Ich wiederhole meine Frage: Welches Zielsystem?!

Also komisch ist das Du eine Fehlermeldung wegen LEN bekommst da die ja in der Standard.lib vorhanden ist.

Die SysFile.Lib in der sysFileOpen, sysFileWrite, sysFileClose vorhanden ist, findest Du da es sich ja um eine Systemfunktion handelt, im Target Ordner des entsprechenden Targets zum Zielsystem.
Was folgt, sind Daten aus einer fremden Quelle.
PR #1329, opened 2017-09-06
[WIP] Min Max DataMap Example

sounakr:
Min Max DataMap Example

### DIFF
--- a/core/src/main/java/org/apache/carbondata/core/cache/CacheType.java
+++ b/core/src/main/java/org/apache/carbondata/core/cache/CacheType.java
@@ -61,6 +61,9 @@ public class CacheType<K, V> {
   public static final CacheType<TableSegmentUniqueIdentifier, SegmentTaskIndexWrapper>
       DRIVER_BLOCKLET_DATAMAP = new CacheType("driver_blocklet_datamap");
 
+  public static final CacheType<TableSegmentUniqueIdentifier, SegmentTaskIndexWrapper>
+      DRIVER_BLOCKLET_MINMAX_DATAMAP = new CacheType("driver_blocklet_minmax_datamap");
+
   /**
    * cacheName which is unique name for a cache
    */
--- a/core/src/main/java/org/apache/carbondata/core/indexstore/blockletindex/DataMapMinMax.java
+++ b/core/src/main/java/org/apache/carbondata/core/indexstore/blockletindex/DataMapMinMax.java
@@ -1,0 +1,454 @@
+/*
+ * Licensed to the Apache Software Foundation (ASF) under one or more
+ * contributor license agreements.  See the NOTICE file distributed with
+ * this work for additional information regarding copyright ownership.
+ * The ASF licenses this file to You under the Apache License, Version 2.0
+ * (the "License"); you may not use this file except in compliance with
+ * the License.  You may obtain a copy of the License at
+ *
+ *    http://www.apache.org/licenses/LICENSE-2.0
+ *
+ * Unless required by applicable law or agreed to in writing, software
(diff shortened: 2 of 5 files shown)


jackylk:
Great, thanks for working on this.
My first comment is that can you move this example to example module, since "letting developer extend datamap in their own library" is one of the goal of datamap framework. We should verify the datamap framework toward this goal.

core/src/main/java/org/apache/carbondata/core/cache/CacheType.java
```diff
@@ -61,6 +61,9 @@
   public static final CacheType<TableSegmentUniqueIdentifier, SegmentTaskIndexWrapper>
       DRIVER_BLOCKLET_DATAMAP = new CacheType("driver_blocklet_datamap");
 
+  public static final CacheType<TableSegmentUniqueIdentifier, SegmentTaskIndexWrapper>
```
ravipesala: Don't add cache type, no need to handle cache in example

core/src/main/java/org/apache/carbondata/core/indexstore/blockletindex/DataMapMinMax.java
```diff
@@ -0,0 +1,454 @@
...
+import org.apache.carbondata.core.scan.filter.FilterUtil;
+import org.apache.carbondata.core.scan.filter.executer.FilterExecuter;
+import org.apache.carbondata.core.scan.filter.resolver.FilterResolverIntf;
+import org.apache.carbondata.core.util.CarbonUtil;
+import org.apache.carbondata.core.util.DataFileFooterConverter;
+
+/**
+ * Datamap implementation for blocklet.
+ */
+public class DataMapMinMax implements DataMap, Cacheable {
```
ravipesala: No need to use Unsafe in example, don't confuse users with unsafe in example. just make it as simple as possibe

integration/spark-common-test/src/test/scala/org/apache/carbondata/spark/testsuite/datamap/DataMapMinMaxWriter.scala
```diff
@@ -0,0 +1,163 @@
...
+
+import org.apache.carbondata.core.datamap.{DataMapStoreManager, TableDataMap}
+import org.apache.carbondata.core.datamap.dev.DataMapWriter
+import org.apache.carbondata.core.datastore.page.ColumnPage
+import org.apache.carbondata.core.metadata.AbsoluteTableIdentifier
+import org.apache.carbondata.core.metadata.datatype.DataType
+import org.apache.carbondata.core.util.CarbonProperties
+
+
+class DataMapMinMaxWriter extends QueryTest with BeforeAndAfterAll {
```
ravipesala: Append testcase to the file name

integration/spark-common-test/src/test/scala/org/apache/carbondata/spark/testsuite/datamap/MinMaxDataMap.java
```diff
@@ -0,0 +1,193 @@
...
+
+  @Override public List<Blocklet> prune(FilterResolverIntf filterExp) {
+    return null;
+  }
+
+  @Override public void clear() {
+
+  }
+
+  public void updateMinMaxIndex(String filePath) throws IOException, MemoryException {
```
ravipesala: it shouldn't be read from index file. Use the Datamap writer to write example index file and read here

CarbonDataQA:
Build Failed  with Spark 2.1.0, Please check CI http://136.243.101.176:8080/job/ApacheCarbonPRBuilder1/9/

PR #1341, opened 2017-09-08
[CARBONDATA-1463] CompareTest should validate result size

jackylk:
CompareTest for spark2.1 should only validate result size instead of result value, because some test case include aggregation on double column which will give different result since carbon records are sorted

Bei mir da ich als Zielsystem die RTE verwende:
C:\Programme\Gemeinsame Dateien\CAA-Targets\3S\Lib_NTRT


----------



## Schmittschmitt (21 Juli 2011)

Ich möchte den speicherpfad überprüfen ob er vorhanden ist. Wie könnte ich das realisieren???


----------



## Oberchefe (21 Juli 2011)

wie wäre es, wenn Du erst mal Zotos Frage beantwortest:



> Welches Zielsystem?!


----------



## Schmittschmitt (22 Juli 2011)

Das zielsystem ist ein Touch Panel von Micro Innovation. Auf diesen Touch Panel läuft WinCE 5.0.


----------



## Michael68 (14 Dezember 2011)

Hallo Zotos,

Sehr guter Beitrag!
Bei mir ist es eine WAGO 750-841 und folglich CoDeSys
Läuft und alles gut, aber  es scheibt keine Datei ... was ist noch zu bedachten?
Zielsystemeinstellungen? Visu einschalten? Bin ratlos!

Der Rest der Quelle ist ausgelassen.